● **ACTION ITEM**
Of all the lines below, return only those starting with the line holding "PR #1527, opened 2023-07-04" and going on through the line holding "--- a/phpstan/phpstan/1.0/manifest.json", exactly as written.

● **MATERIAL FOR THIS TASK**
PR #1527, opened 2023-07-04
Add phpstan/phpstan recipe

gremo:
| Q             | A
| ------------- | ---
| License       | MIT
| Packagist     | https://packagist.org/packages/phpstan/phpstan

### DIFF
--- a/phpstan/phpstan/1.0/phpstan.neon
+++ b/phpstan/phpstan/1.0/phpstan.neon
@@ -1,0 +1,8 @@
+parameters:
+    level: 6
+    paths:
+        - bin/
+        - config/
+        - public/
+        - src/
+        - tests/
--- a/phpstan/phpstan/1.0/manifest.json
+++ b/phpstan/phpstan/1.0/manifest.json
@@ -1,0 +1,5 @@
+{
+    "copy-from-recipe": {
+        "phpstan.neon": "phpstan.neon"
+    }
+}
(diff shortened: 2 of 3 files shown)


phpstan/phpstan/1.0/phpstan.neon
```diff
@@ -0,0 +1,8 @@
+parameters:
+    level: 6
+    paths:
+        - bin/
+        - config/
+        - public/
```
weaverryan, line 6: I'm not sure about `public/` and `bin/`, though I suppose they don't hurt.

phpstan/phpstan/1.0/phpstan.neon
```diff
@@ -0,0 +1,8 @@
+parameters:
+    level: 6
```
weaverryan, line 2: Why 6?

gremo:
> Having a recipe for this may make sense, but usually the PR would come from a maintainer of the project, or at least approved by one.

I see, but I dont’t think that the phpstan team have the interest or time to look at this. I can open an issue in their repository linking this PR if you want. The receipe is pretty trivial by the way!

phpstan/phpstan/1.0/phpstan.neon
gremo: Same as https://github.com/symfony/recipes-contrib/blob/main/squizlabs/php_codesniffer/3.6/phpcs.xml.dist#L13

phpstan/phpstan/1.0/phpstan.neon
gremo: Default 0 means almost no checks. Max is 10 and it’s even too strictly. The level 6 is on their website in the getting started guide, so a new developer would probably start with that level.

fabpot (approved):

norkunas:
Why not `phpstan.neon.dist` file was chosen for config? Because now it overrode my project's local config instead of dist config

...

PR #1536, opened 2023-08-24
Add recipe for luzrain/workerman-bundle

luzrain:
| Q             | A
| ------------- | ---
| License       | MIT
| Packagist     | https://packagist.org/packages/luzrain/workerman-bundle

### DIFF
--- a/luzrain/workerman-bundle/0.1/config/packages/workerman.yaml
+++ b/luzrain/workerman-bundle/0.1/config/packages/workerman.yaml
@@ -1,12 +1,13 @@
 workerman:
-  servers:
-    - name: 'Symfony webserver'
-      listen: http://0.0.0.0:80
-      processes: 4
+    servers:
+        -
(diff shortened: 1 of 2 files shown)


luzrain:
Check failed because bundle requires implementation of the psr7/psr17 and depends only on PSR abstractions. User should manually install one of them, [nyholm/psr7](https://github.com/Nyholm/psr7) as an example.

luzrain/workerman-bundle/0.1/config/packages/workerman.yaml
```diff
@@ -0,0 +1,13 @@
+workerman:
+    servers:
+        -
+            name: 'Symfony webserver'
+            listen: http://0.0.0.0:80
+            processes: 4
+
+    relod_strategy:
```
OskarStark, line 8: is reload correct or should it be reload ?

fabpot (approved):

● **SOLUTION FOR THIS TASK**
PR #1527, opened 2023-07-04
Add phpstan/phpstan recipe

gremo:
| Q             | A
| ------------- | ---
| License       | MIT
| Packagist     | https://packagist.org/packages/phpstan/phpstan

### DIFF
--- a/phpstan/phpstan/1.0/phpstan.neon
+++ b/phpstan/phpstan/1.0/phpstan.neon
@@ -1,0 +1,8 @@
+parameters:
+    level: 6
+    paths:
+        - bin/
+        - config/
+        - public/
+        - src/
+        - tests/
--- a/phpstan/phpstan/1.0/manifest.json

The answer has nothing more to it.